Starting at the first line of the data below, repeat each line word for word up to and including the line with "### Why was".

Given data:
--------
PR #177, opened 2024-12-18
Fix `/show` for Cloud Engine

EricGustin:
# PR Description
### The following bug was observed: 
* When connected to the cloud engine for `arcade chat`, and the user types `/show`, then the local environment tools are displayed. Instead, the cloud engine's tools should be displayed.

### Why was this bug happening?:
* When a user entered the `/show` command, the CLI Command `show` was being called directly. Since the function was a CLI command, the `local` parameter was not being processed and resolved to its intended value because the Typer CLI interface was being bypassed. So, the conditional `if local:` would always evaluate to `True`.

### How this was fixed:
* I created a wrapper function for the `show` CLI Command. Now, when the user types `/show`, then the wrapper function is called instead of the `show` CLI command. This ensures that all input parameters are resolved to their intended values.

### DIFF
--- a/arcade/arcade/cli/main.py
+++ b/arcade/arcade/cli/main.py
@@ -18,19 +18,16 @@ from arcade.cli.constants import DEFAULT_CLOUD_HOST, DEFAULT_ENGINE_HOST, LOCALH
 from arcade.cli.display import (
     display_arcade_chat_header,
     display_eval_results,
-    display_tool_details,
     display_tool_messages,
-    display_tools_table,
 )
 from arcade.cli.launcher import start_servers
+from arcade.cli.show import show_logic
 from arcade.cli.utils import (
     OrderCommands,
     compute_engine_base_url,
     compute_login_url,
-    create_cli_catalog,
     delete_deprecated_config_file,
     get_eval_files,
-    get_tools_from_engine,
     get_user_input,
     handle_chat_interaction,
     handle_tool_authorization,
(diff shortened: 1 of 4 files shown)


arcade/tests/cli/test_show.py
```diff
@@ -0,0 +1,40 @@
+from unittest.mock import patch
+
+from arcade.cli.show import show_logic
+
+
+def test_show_logic_local_false():
```
EricGustin, line 6: seems like a basic test, but this would have been failing before this PR!

arcade/arcade/cli/main.py
```diff
@@ -177,38 +174,7 @@ def show(
...
-        else:
-            # Display the list of tools as a table
-            display_tools_table(tools)
-
-    except Exception as e:
-        if debug:
-            raise
-        error_message = f"❌ Failed to list tools: {escape(str(e))}"
-        console.print(error_message, style="bold red")
+    show_logic(toolkit, tool, host, local, port, force_tls, force_no_tls, debug)
```
EricGustin, line 177: Moved logic to a wrapper function so that the CLI command can be called directly without any unintended consequences such as unresolved parameters.

sdserranog (approved):
It works great! 🚀

arcade/arcade/cli/utils.py
```diff
@@ -671,6 +671,7 @@ def handle_user_command(
             toolkit=None,
             tool=None,
             host=host,
+            local=False,
```
nbarbettini, line 674: What if I am actually chatting with localhost? e.g. `arcade chat -h`

EricGustin: In this case, the `host=localhost`.

`local`: display tools in the local environment (never used for arcade chat)
`host=localhost`: display tools that the local actor is serving

nbarbettini (approved):

PR #182, opened 2024-12-19
Test toolkits

sdreyer:


.github/workflows/test-toolkits.yml
```diff
@@ -0,0 +1,57 @@
...
+
+    - name: Install Poetry
+      uses: snok/install-poetry@v1
+
+    - uses: actions/setup-python@v5
+      with:
+        python-version: '3.12'
+        cache: 'pip'
+
+    - name: Install Python Dependencies
```
EricGustin, line 48: Since arcade-ai and toolkits will no longer be released at the same time, I think we should install the latest release of arcade-ai.

Consider the case where I create a new toolkit that uses a new function in the SDK that hasn't been released yet. The toolkit would pass the tests, but then once released, it would fail whenever someone tries to use the tools.

sdreyer: true, you wanna change that?

PR #193, opened 2025-01-07
Pin poetry to 1.8.5

EricGustin:
# PR Description
Poetry released v2 with many breaking changes a couple days ago. The `install-poetry` action that our workflows use default to that v2 version, so many of our workflows are failing. This PR forces that action to use poetry version 1.8.5 and also uses 1.8.5 for toolkits

A ticket to migrate to 2.0.0 has been filed for future work


nbarbettini (approved):
LGTM

PR #195, opened 2025-01-08
Least Privileged Scope for Update Calendar

EricGustin:


Spartee:
Thanks for doing this. QQ. why are you updating the version here?

nbarbettini (approved):

PR #241, opened 2025-02-05
Tool to retrieve Slack messages from a DM conversation with a given username

byrro:
Currently, retrieving DMs with a given username requires several actions: first get the current user's ID; list all users and find the ID of the username; then scan all DM conversations and find the one with the current user's ID and the username's ID, to finally retrieve the messages using that conversation ID.

This tool abstracts all that in a single call.

PS: we'll implement a similar tool for multi-person DM conversations in a subsequent PR.


toolkits/slack/arcade_slack/tools/chat.py
```diff
@@ -433,9 +442,89 @@ async def get_messages_in_channel_by_name(
...
+    Leave all arguments with the default None to get messages without date/time filtering"""
+    conversation_metadata = await get_direct_message_conversation_metadata_by_username(
+        context=context, username=username
     )
+
+    if not conversation_metadata:
+        raise ToolExecutionError(
+            "Conversation not found",
+            developer_message=f"Direct Message conversation with username '{username}' not found.",
+            retry_after_ms=500,
```
EricGustin, line 525: ToolExecutionError doesn't have `retry_after_ms` argument

toolkits/slack/arcade_slack/tools/chat.py
```diff
@@ -490,67 +579,132 @@ async def get_conversation_metadata_by_id(
...
 
 
-@tool(
-    requires_auth=Slack(
-        scopes=["channels:read", "groups:read", "im:read", "mpim:read"],
-    )
-)
-async def get_conversation_metadata_by_name(
+@tool(requires_auth=Slack(scopes=["channels:read"]))
+async def get_channel_metadata_by_name(
```
EricGustin, line 582: Renaming from `get_conversation_metadata_by_name` to `get_channel_metadata_by_name` is in effect removing a tool (breaking change) without any deprecation warning. 

It would probably be better if we deprecated the tool with a warning & provide a transition period.

byrro: true, we can actually keep both for some time and have the old tool call the new one.. it's just that the name was not correct, since it couldn't really retrieve metadata from any conversation, only from channels, so the name change was meant to better express that

toolkits/slack/arcade_slack/tools/chat.py
```diff
@@ -433,9 +444,88 @@ async def get_messages_in_channel_by_name(
     'latest_relative'.
 
     Leave all arguments with the default None to get messages without date/time filtering"""
-    conversation_metadata = await get_conversation_metadata_by_name(
-        context=context, conversation_name=channel_name
+    conversation_metadata = await get_channel_metadata_by_name(
```
EricGustin, line 447: nit: rename variable too?

toolkits/slack/arcade_slack/tools/chat.py
byrro: Just to document: we ended up concluding that the warnings need to be raised in the runtime where the tool execution is requested, not where it actually runs. Which means, we need a way for tools to pipe warning messages to our SDKs through the engine & worker, so that the SDKs can raise the warnings to the developers using them.

We'll move forward with this PR without warnings, but are starting to work on an implementation for this warning infrastructure.

byrro:
@EricGustin just pushed the changes we discussed. mypy seems to be happy. will find some time to work on the warnings infra hackweekend

toolkits/slack/arcade_slack/tools/chat.py
```diff
@@ -433,12 +446,84 @@ async def get_messages_in_channel_by_name(
...
+        latest_relative=latest_relative,
+        oldest_datetime=oldest_datetime,
+        latest_datetime=latest_datetime,
+        limit=limit,
+        next_cursor=next_cursor,
     )
+
+
+@tool(requires_auth=Slack(scopes=["im:history", "im:read"]))
+async def get_messages_in_direct_conversation_by_username(
```
EricGustin, line 464: This is going to be extremely pedantic, but......

We have `get_direct_message_conversation_metadata_by_username` and then this new tool named `get_messages_in_direct_conversation_by_username`. Consistency tells me to have this tool named `get_messages_in_direct_message_conversation_by_username`.

I.e., one of the tools is referring to DMs as "direct_message_conversation" and the other is referring to DMs as "direct_conversation".

I'm assuming the LLM would prefer consistency over brevity?

toolkits/slack/arcade_slack/utils.py
```diff
@@ -174,6 +191,110 @@ def extract_basic_user_info(user_info: SlackUser) -> BasicUserInfo:
     )
 
 
+async def retrieve_conversations_by_user_ids(
```
EricGustin, line 194: this one is a doozy. Are there any opportunities to flatten this?  👉👈 

Even if it's just defining a _associate_members function outside of this

EricGustin (approved):

toolkits/slack/arcade_slack/tools/chat.py
```diff
@@ -218,20 +227,24 @@ async def get_members_in_conversation_by_id(
...
-) -> Annotated[dict, "The conversation members' IDs and Names"]:
+) -> Annotated[dict, "The channel members' IDs and Names"]:
     """Get the members of a conversation in Slack by the conversation's name."""
-    conversation_metadata = await get_conversation_metadata_by_name(
-        context=context, conversation_name=conversation_name, next_cursor=next_cursor
-    )
+    channel = await get_channel_metadata_by_name(context=context, channel_name=channel_name)
+
+    if not channel:
+        raise ToolExecutionError(
```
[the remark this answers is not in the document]
byrro: actually need to remove this if block, the `get_channel_metadata_by_name` actually raises a retryable error with a list of potential channel names, it never returns None

toolkits/slack/arcade_slack/tools/chat.py
byrro: good point, agree we should lean towards clarity, will adjust it 😉

toolkits/slack/arcade_slack/utils.py
byrro: I'll think more tomorrow. Already went through several iterations to get here 😄

Like @Spartee says, gotta stop painting at some point...

byrro: @EricGustin just pushed a new implementation. it looks less doozy to me now 😄

let me know your thoughts on it

toolkits/slack/arcade_slack/tools/chat.py
byrro: @EricGustin if you ever have a comment that feels pedantic, please post it! 😄 this was very useful for me, because I saw that inconsistency after I was done and still neglected the small effort to adjust. It reinforces which side of my mind I should listen to.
--------
Answer to the exercise:
PR #177, opened 2024-12-18
Fix `/show` for Cloud Engine

EricGustin:
# PR Description
### The following bug was observed: 
* When connected to the cloud engine for `arcade chat`, and the user types `/show`, then the local environment tools are displayed. Instead, the cloud engine's tools should be displayed.

### Why was this bug happening?:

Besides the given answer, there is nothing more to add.